YOUR GOAL: Every line with the string "beginning" must be copied from the entries below.

INFORMATION PROVIDED:
PR #289, opened 2022-09-19
GEN-1416: Euler Adapter with Yield Daddy + extractable rewards

fedealconada:
## Motivation

We want to be able to have Euler adapters and we want to take advantage of our ERC4626 Factory.
Since Euler markets are not compliant, we are using the [Yield Daddy](https://github.com/timeless-fi/yield-daddy) (Timeless Finance) wrappers which make Euler markets compliant with the standard.

But, one caveat is that these wrappers do not handle rewards. Even though at the moment Euler is not distributing rewards on lending, we want to have some mechanism to be able to extract those rewards in case they start distributing them.

## Solution
- [x] Fork yield daddy's ERC4626 base factory (and Euler factory as well)
- [x] Fork yield daddy's ERC4626 base wrapper (and Euler wrapper as well)
- [x] Add extractToken method to the base wrapper to be able to extract tokens
- [ ] Add tests (there are some, but I'm working on them)

## Implementer Checklist


pkg/core/src/adapters/abstract/erc4626/timeless/base/ExtractableReward.sol
```diff
@@ -0,0 +1,57 @@
...
+pragma solidity 0.8.11;
+
+import { ERC20 } from "@rari-capital/solmate/src/tokens/ERC20.sol";
+import { SafeTransferLib } from "@rari-capital/solmate/src/utils/SafeTransferLib.sol";
+import { Trust } from "@sense-finance/v1-utils/src/Trust.sol";
+import { Errors } from "@sense-finance/v1-utils/src/libs/Errors.sol";
+
+/// @title ExtractableReward
+/// @notice Allows to extract rewards from the contract to the `rewardsRecepient`
+abstract contract ExtractableReward is Trust {
```
jparklev: What was the reason to do it this way rather than inheriting from `EulerERC4626` and adding these functions?

jparklev (commented):
This largely looks good to me! I do wish there were a way to import the contracts from timeless directly (ie like `import { EulerETokenMock }  from "@timeless/mocks/...`), you know?

fedealconada:
> This largely looks good to me! I do wish there were a way to import the contracts from timeless directly (ie like `import { EulerETokenMock } from "@timeless/mocks/...`), you know?

you mean to avoid all the '../../../'?

pkg/core/src/adapters/abstract/erc4626/timeless/base/ExtractableReward.sol
fedealconada: I did it that way thinking that, maybe, in a future, we may have more wrappers for different protocols and we may want to use it, WDYT?

jparklev:
> > This largely looks good to me! I do wish there were a way to import the contracts from timeless directly (ie like `import { EulerETokenMock } from "@timeless/mocks/...`), you know?
> 
> 
> 
> you mean to avoid all the '../../../'?

Like having timeless as a dependency rather than copying all of the contracts over

fedealconada:
> > > This largely looks good to me! I do wish there were a way to import the contracts from timeless directly (ie like `import { EulerETokenMock } from "@timeless/mocks/...`), you know?
> > 
> > 
> > you mean to avoid all the '../../../'?
> 
> Like having timeless as a dependency rather than copying all of the contracts over

I did it that way at the beginning, but their contracts have a different compiler version

jparklev:
> > > > This largely looks good to me! I do wish there were a way to import the contracts from timeless directly (ie like `import { EulerETokenMock } from "@timeless/mocks/...`), you know?
> 
> > > 
> 
> > > 
> 
> > > you mean to avoid all the '../../../'?
> 
> > 
> 
> > Like having timeless as a dependency rather than copying all of the contracts over
> 
> 
> 
> I did it that way at the beginning, but their contracts have a different compiler version 

Ah that's right – now I remember you mentioning. Perhaps we should consider bumping our codebase? Let me check the solidity changelog real quick

fedealconada:
> > > > > This largely looks good to me! I do wish there were a way to import the contracts from timeless directly (ie like `import { EulerETokenMock } from "@timeless/mocks/...`), you know?
> > 
> > 
> > > >
> > 
> > 
> > > >
> > 
> > 
> > > > you mean to avoid all the '../../../'?
> > 
> > 
> > > 
> > 
> > 
> > > Like having timeless as a dependency rather than copying all of the contracts over
> > 
> > 
> > I did it that way at the beginning, but their contracts have a different compiler version
> 
> Ah that's right – now I remember you mentioning. Perhaps we should consider bumping our codebase? Let me check the solidity changelog real quick

Oh, yes, definitely that could be an option. Sure, let me know!

jparklev:
> > > > > > This largely looks good to me! I do wish there were a way to import the contracts from timeless directly (ie like `import { EulerETokenMock } from "@timeless/mocks/...`), you know?
> > > 
> > > 
> > > > >
> > > 
> > > 
> > > > >
> > > 
> > > 
> > > > > you mean to avoid all the '../../../'?
> > > 
> > > 
> > > > 
> > > 
> > > 
> > > > Like having timeless as a dependency rather than copying all of the contracts over
> > > 
> > > 
> > > I did it that way at the beginning, but their contracts have a different compiler version
> > 
> > 
> > Ah that's right – now I remember you mentioning. Perhaps we should consider bumping our codebase? Let me check the solidity changelog real quick
> 
> Oh, yes, definitely that could be an option. Sure, let me know!

Think we're compatible and safe to bump to `0.8.13`! Main changes are around user-defined types, which we're not using yet, and `abi.encodeCall`, which we're also not using. Besides that, it's largely compiler updates an bug fixes

pkg/core/lib/yield-daddy/.gitmodules
```diff
@@ -0,0 +1,6 @@
+[submodule "lib/solmate"]
```
jparklev: shall we `.gitignore` the yield daddy files?

fedealconada: yeah, i think there was an issue with how the module got added, because modules files are supposed to be ignored by default, i've just fixed that

jparklev (approved):
pending passing CI, think it looks good!

fedealconada:
> pending passing CI, think it looks good!

Foundry bug has been fixed and build is passing :) Shall I merge? cc @jparklev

EXERCISE SOLUTION:
I did it that way at the beginning, but their contracts have a different compiler version
> I did it that way at the beginning, but their contracts have a different compiler version 
> > I did it that way at the beginning, but their contracts have a different compiler version
> > > I did it that way at the beginning, but their contracts have a different compiler version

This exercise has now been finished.